▶ Data
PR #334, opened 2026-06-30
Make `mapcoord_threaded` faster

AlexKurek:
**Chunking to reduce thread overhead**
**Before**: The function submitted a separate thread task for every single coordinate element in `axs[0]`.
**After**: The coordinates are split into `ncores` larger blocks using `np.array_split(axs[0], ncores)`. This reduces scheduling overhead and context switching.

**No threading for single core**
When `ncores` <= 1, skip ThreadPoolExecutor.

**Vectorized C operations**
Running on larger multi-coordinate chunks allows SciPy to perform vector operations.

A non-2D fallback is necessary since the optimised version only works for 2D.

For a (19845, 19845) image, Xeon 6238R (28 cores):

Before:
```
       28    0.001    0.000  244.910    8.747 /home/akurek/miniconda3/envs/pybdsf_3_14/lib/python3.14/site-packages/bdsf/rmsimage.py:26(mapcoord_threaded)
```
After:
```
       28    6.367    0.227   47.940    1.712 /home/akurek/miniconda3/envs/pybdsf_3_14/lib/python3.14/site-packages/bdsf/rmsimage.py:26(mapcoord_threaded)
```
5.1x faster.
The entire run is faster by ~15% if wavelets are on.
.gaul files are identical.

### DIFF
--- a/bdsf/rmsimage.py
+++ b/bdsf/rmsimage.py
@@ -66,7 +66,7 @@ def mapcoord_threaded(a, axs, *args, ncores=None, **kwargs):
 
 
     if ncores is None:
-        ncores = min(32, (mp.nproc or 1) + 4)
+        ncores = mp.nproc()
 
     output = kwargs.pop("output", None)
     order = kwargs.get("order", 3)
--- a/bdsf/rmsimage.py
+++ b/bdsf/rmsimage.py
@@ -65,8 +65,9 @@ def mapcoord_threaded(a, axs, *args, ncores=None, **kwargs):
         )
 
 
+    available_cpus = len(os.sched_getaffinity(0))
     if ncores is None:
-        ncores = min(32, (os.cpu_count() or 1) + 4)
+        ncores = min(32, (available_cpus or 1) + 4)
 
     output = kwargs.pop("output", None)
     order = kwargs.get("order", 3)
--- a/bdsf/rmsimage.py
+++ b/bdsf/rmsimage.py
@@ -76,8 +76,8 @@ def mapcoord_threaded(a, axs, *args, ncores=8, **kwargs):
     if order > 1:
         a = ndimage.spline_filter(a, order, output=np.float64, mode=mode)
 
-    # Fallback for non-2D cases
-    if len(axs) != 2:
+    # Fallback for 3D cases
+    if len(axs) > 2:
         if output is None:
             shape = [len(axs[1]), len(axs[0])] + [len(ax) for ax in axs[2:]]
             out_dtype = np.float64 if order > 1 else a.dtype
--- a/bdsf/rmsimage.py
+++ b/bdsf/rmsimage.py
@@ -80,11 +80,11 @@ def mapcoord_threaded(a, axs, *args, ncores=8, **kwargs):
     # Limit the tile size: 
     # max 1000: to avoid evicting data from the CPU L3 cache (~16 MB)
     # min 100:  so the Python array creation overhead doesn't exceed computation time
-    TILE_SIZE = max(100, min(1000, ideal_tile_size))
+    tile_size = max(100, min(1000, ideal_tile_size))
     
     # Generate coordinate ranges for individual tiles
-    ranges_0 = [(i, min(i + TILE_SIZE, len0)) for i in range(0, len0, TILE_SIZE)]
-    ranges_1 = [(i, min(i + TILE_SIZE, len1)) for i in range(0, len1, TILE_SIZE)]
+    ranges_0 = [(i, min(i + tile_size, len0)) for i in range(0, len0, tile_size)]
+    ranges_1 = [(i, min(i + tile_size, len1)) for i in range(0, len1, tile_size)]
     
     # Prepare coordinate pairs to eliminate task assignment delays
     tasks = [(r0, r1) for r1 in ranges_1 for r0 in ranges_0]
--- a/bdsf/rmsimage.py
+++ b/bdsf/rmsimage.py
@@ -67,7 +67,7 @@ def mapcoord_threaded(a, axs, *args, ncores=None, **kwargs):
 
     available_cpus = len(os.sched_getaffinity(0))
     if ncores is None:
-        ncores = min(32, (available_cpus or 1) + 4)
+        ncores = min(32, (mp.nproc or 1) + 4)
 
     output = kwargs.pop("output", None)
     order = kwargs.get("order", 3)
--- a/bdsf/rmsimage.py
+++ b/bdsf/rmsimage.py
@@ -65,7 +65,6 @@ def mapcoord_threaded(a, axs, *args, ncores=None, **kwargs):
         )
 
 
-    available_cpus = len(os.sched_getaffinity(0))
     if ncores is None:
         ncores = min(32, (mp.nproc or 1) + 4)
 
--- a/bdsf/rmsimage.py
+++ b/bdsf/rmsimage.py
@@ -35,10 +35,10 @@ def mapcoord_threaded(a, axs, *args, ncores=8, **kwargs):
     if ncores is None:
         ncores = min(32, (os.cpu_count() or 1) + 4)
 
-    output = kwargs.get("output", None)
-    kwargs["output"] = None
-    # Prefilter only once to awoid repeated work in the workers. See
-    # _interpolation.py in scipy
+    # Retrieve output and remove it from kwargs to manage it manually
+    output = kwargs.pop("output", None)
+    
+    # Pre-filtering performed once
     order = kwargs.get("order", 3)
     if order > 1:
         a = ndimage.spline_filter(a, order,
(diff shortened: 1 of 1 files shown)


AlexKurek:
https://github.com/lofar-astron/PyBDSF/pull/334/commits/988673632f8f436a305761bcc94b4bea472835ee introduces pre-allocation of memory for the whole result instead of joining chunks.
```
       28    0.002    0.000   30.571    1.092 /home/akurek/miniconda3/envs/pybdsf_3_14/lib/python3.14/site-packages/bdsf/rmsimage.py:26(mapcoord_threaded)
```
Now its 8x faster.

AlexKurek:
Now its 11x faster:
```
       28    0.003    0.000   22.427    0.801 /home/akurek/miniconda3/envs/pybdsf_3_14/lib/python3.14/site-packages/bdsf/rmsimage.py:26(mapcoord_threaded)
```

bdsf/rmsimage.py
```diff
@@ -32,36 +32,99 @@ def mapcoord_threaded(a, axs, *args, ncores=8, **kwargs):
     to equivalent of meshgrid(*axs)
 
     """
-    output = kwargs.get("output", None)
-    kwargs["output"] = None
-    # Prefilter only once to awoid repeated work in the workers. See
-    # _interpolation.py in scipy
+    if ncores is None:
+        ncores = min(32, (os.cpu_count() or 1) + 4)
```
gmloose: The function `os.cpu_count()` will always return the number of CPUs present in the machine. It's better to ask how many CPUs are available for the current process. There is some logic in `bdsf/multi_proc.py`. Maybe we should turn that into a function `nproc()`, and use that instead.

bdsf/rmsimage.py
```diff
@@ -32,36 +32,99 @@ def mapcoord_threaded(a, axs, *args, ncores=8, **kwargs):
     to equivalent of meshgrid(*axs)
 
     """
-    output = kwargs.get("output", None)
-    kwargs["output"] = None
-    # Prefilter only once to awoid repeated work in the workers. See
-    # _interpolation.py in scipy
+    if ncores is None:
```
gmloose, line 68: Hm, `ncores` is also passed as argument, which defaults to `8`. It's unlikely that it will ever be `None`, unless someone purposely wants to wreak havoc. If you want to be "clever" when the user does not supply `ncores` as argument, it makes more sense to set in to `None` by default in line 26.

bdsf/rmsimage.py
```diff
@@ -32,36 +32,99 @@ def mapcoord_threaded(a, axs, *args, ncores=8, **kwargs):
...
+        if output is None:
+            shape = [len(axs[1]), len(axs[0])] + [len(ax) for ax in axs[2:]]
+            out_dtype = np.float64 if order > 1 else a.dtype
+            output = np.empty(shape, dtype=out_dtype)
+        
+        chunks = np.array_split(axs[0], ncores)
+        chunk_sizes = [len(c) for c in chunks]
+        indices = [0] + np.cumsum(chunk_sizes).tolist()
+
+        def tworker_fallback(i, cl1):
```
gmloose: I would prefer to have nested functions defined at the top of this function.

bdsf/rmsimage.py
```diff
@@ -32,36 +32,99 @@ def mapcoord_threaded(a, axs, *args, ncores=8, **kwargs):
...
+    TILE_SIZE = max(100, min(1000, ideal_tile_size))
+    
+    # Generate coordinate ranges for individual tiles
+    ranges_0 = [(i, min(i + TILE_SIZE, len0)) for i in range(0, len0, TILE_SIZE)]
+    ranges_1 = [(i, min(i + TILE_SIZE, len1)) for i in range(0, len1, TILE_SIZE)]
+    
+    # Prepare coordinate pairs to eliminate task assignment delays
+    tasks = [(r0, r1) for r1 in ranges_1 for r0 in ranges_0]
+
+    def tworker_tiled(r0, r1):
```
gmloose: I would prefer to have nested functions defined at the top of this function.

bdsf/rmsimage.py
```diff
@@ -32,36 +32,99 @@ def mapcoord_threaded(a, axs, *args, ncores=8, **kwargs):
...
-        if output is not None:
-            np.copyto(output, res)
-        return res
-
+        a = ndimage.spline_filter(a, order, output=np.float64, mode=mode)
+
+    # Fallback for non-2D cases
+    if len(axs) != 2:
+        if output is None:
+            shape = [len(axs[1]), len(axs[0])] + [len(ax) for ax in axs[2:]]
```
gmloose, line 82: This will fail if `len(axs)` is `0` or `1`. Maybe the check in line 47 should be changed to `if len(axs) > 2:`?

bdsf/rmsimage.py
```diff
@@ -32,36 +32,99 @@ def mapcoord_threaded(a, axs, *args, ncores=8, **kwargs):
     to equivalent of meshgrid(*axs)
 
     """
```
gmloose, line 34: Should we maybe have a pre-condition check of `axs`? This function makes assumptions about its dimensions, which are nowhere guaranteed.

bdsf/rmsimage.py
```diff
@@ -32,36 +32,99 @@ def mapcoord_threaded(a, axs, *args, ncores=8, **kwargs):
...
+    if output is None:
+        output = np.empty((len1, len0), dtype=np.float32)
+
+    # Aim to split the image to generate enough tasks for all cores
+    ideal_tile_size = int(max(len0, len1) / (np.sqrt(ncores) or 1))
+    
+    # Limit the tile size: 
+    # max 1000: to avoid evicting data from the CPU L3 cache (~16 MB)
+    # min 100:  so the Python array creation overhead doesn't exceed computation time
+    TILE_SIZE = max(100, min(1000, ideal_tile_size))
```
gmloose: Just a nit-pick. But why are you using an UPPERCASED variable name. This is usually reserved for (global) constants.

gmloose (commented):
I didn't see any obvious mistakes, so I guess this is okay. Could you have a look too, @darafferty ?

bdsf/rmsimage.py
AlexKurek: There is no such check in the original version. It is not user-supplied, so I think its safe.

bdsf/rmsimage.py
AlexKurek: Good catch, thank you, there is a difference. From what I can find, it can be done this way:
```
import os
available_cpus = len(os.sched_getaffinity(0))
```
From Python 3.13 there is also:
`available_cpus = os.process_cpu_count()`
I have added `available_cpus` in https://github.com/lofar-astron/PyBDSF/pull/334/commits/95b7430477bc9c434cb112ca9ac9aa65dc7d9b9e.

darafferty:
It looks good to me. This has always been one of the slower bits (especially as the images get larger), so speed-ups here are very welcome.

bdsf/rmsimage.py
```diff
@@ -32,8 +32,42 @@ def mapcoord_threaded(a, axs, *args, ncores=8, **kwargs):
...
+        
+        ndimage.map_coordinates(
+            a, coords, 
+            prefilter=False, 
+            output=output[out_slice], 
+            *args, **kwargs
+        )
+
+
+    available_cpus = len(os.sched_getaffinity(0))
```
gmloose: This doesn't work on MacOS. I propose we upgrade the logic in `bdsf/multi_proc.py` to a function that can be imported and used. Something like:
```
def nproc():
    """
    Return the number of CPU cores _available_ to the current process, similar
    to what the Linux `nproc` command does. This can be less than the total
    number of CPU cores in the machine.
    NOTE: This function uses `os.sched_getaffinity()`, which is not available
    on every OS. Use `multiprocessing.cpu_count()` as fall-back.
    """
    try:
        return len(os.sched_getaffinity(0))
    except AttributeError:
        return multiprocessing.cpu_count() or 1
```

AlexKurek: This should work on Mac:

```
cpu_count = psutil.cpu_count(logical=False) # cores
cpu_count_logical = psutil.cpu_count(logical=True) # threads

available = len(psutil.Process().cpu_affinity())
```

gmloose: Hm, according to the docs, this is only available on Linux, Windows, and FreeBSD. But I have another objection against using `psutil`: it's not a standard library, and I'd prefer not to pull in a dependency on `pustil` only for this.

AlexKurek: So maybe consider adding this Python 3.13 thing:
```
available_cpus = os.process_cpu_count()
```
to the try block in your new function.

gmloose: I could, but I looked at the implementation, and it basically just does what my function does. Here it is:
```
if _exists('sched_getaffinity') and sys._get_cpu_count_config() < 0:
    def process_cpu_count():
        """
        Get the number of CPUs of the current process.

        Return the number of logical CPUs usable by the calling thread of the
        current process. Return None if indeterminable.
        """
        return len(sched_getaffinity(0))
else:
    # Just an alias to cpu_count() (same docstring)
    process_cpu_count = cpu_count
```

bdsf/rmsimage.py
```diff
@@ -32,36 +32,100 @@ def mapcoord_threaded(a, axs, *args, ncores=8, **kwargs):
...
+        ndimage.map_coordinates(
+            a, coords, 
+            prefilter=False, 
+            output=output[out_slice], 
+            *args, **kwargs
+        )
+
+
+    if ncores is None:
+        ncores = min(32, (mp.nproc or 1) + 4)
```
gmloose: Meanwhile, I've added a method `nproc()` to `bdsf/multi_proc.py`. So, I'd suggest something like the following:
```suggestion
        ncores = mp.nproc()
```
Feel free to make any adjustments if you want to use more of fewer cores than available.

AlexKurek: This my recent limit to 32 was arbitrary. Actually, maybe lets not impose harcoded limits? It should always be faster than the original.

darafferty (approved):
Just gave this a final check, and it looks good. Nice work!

▶ Directions for this task
Only lines holding the word "tiles" are wanted; list them all from the material.

▶ Solution
     # Generate coordinate ranges for individual tiles
+    # Generate coordinate ranges for individual tiles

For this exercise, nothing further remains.